Under Article 6 of the Communique, prior to the registration process before the trade registry directorate for the establishment of a holding company, permission must be obtained from the Internal Trade General Directorate of the Ministry ("General Directorate"), applying with (i) articles of association, including the signatures of the incorporators approved by the notary public and (ii) assent or permission letter for those companies requiring the assent or permission of the other official institutions for their incorporation.

As per the amendment of the articles of association, under Article 5 of the Communique, permission should be obtained from the General Directorate applying with (i) notarized board of directors resolution regarding the amendment of articles of association, (ii) amended article(s) of the articles of association, and (iii) assent or permission letter for those companies requiring the assent or permission of other official institutions for their amendment of the articles of association.

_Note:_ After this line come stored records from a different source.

PR #106, opened 2019-03-26
BugFix: Don't overwrite self.mol if self.mol_from_xyz is None

oscarwumit:
Temporary fix. Need to troubleshoot why self.mol_from_xyz is None
i.e. why it does not parse xyz as expected

### DIFF
--- a/arc/species/species.py
+++ b/arc/species/species.py
@@ -74,7 +74,8 @@ class ARCSpecies(object):
     `ts_guesses`            ``list``     A list of TSGuess objects for each of the specified methods
     `successful_methods`    ``list``     Methods used to generate a TS guess that successfully generated an XYZ guess
     `unsuccessful_methods`  ``list``     Methods used to generate a TS guess that were unsuccessfully
-    `chosen_ts`             ``int``      The TSGuess index corresponding to the chosen TS conformer used for optimization
+    `chosen_ts`             ``int``      The TSGuess index corresponding to the chosen TS conformer used for
+                                            optimization
     `chosen_ts_method`      ``str``      The TS method that was actually used for optimization
     `ts_conf_spawned`       ``bool``     Whether conformers were already spawned for the Species (representing a TS)
                                            based on its TSGuess objects
@@ -210,9 +211,9 @@ class ARCSpecies(object):
                 elif smiles:
                     self.mol = Molecule(SMILES=smiles)
             if not self.is_ts and self.mol is None and self.generate_thermo:
-                logging.warn('No structure (SMILES, adjList, RMG:Species, or RMG:Molecule) was given for species'
-                             ' {0}, NOT using bond additivity corrections (BAC) for thermo computation.'.format(
-                    self.label))
+                logging.warning('No structure (SMILES, adjList, RMG:Species, or RMG:Molecule) was given for species'
+                                ' {0}, NOT using bond additivity corrections (BAC) for thermo computation.'
+                                .format(self.label))
 
             if not self.is_ts:
                 # Perceive molecule from xyz coordinates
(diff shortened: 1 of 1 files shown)


arc/species/species.py
```diff
@@ -827,6 +830,8 @@ def mol_from_xyz(self, xyz=None):
                                  'Got xyz:\n{0}\n\nwhich corresponds to {1}\n{2}\n\nand: {3}\n{4}'.format(
                                    xyz, self.mol.toSMILES(), self.mol.toAdjacencyList(),
                                    original_mol.toSMILES(), original_mol.toAdjacencyList()))
+            if self.mol is None:
+                self.mol = original_mol  # todo: Atom order will not be correct, need fix
         else:
             self.mol = molecules_from_xyz(xyz, multiplicity=self.multiplicity, charge=self.charge)[1]
```
oscarwumit: @alongd What if after the else statement, molecules_from_xyz gives None. In this case, it seems that we will still have a problem of self.mol = None. How should we resolve that?

arc/species/species.py
```diff
@@ -195,22 +195,25 @@ def __init__(self, is_ts=False, rmg_species=None, mol=None, label=None, xyz=None
                                     self.mol.toSMILES(), self.label))
                 self.multiplicity = self.rmg_species.molecule[0].multiplicity
                 self.charge = self.rmg_species.molecule[0].getNetCharge()
-            else:
-                # parameters were entered directly, not via an RMG:Species object
+
+            # parameters were entered directly, not via an RMG:Species object
```
alongd: This comment should be removed, since the code here refers to all cases now

arc/species/species.py
```diff
@@ -195,22 +195,25 @@ def __init__(self, is_ts=False, rmg_species=None, mol=None, label=None, xyz=None
...
-                if not self.is_ts and self.mol is None and self.generate_thermo:
-                    logging.warn('No structure (SMILES, adjList, RMG:Species, or RMG:Molecule) was given for species'
-                                 ' {0}, NOT using bond additivity corrections (BAC) for thermo computation.'.format(
-                        self.label))
+            if multiplicity is not None:
                 self.multiplicity = multiplicity
+            if charge is not None:
                 self.charge = charge
+            if self.mol is None:
+                if adjlist:
```
alongd: Let's add `mol` before adjList, inchi and SMILES (it can also be directly given)

arc/species/species.py
alongd: If this condition is true, then this means that self.mol is None to begin with, and `molecules_from_xyz` is our last resort. If it doesn't work, the user is expected to give some 2D representation. When we do it in an automated fashion, we have an RMG Species object, so it shouldn't be a problem

alongd:
Thanks for your contribution!
Regarding the commit message, I prefer to have a `BugFix` in the beginning, this capitalization is easier to spot when briefly looking at a bunch of commits. Also, in the commit message, please replace `= None` with `is None`.

arc/species/species.py
oscarwumit: Don't we already have self.mol = mol in the init? See line 118, species.py

arc/species/species.py
oscarwumit: I see.

arc/species/species.py
oscarwumit: Ok.

oscarwumit:
@alongd Many thanks for your review. I have changed the commit message. Please let me what do you think of the self.mol = mol in the init.

arc/species/species.py
alongd: good point

alongd:
Could you change the commit message (not the PR title)?

oscarwumit:
@alongd I updated the commit message and also rebased.

arc/species/species.py
```diff
@@ -195,22 +195,24 @@ def __init__(self, is_ts=False, rmg_species=None, mol=None, label=None, xyz=None
...
+                    self.mol = Molecule().fromAdjacencyList(adjlist=adjlist)
+                elif inchi:
+                    self.mol = rmg_mol_from_inchi(inchi)
+                elif smiles:
+                    self.mol = Molecule(SMILES=smiles)
+            if not self.is_ts and self.mol is None and self.generate_thermo:
+                logging.warn('No structure (SMILES, adjList, RMG:Species, or RMG:Molecule) was given for species'
```
alongd: Please change `logging.warn` (which will be deprecated soon) to `logging.warning`

alongd:
I added another small comment.
Also, the commit massage says "temp, need to see why we don't get the correct xyz...", so please open an issue and give the details of the species we saw the bug for, so we'll remember to deal with it.

arc/species/species.py
oscarwumit: I just made another commit to replace all `logging.warn` to `logging.warning` in species.py. I also changed the code to conform to PEP 8.

oscarwumit:
Many thanks for the comment. I opened an issue addressing our problem here.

Also, if the amendment of the articles of association is regarding increase or decrease of the share capital, financial accountant and/or expert reports must also be presented along with the abovementioned required documents.

Ministry permission must be obtained prior to the registration process before the trade registry directorate for the establishment of the holding company and before the date of the general assembly. Incorporation and amendment of articles of association cannot be registered without the Ministry's permission at the trade registry directorate.

There is a special provision regarding the TCC requirements of legal reserve for holding companies.

In principle, under Art. 519(1) of the TCC, five percent of the annual profit of joint stock companies is set aside for the general legal reserve until twenty percent of the share capital is reached. Following the attainment of the limit of twenty percent of the share capital by the general legal reserve, under Art. 519(2)(c), after profit, corresponding to five percent, is paid to the shareholders, ten percent of the amount to be distributed to those persons entitled to shares in profit will be added to the general reserve. In addition, under Art. 519(3), provided that the general legal reserve does not exceed one-half of the share capital or the issued share capital, it can only be used for the recovery of losses, or for precautionary measures for the prevention of unemployment and its consequences.

The abovementioned provisions under Articles 519(2)(c) and 519(3) of the TCC are not applied to holding companies that have the sole purpose of joining other companies. Consequently, legal reserves turn into a voluntary reserve for holding companies not bound by these requirements3.

Exceptions withheld, holding companies are restricted in terms of purpose and subject matter in joining other companies.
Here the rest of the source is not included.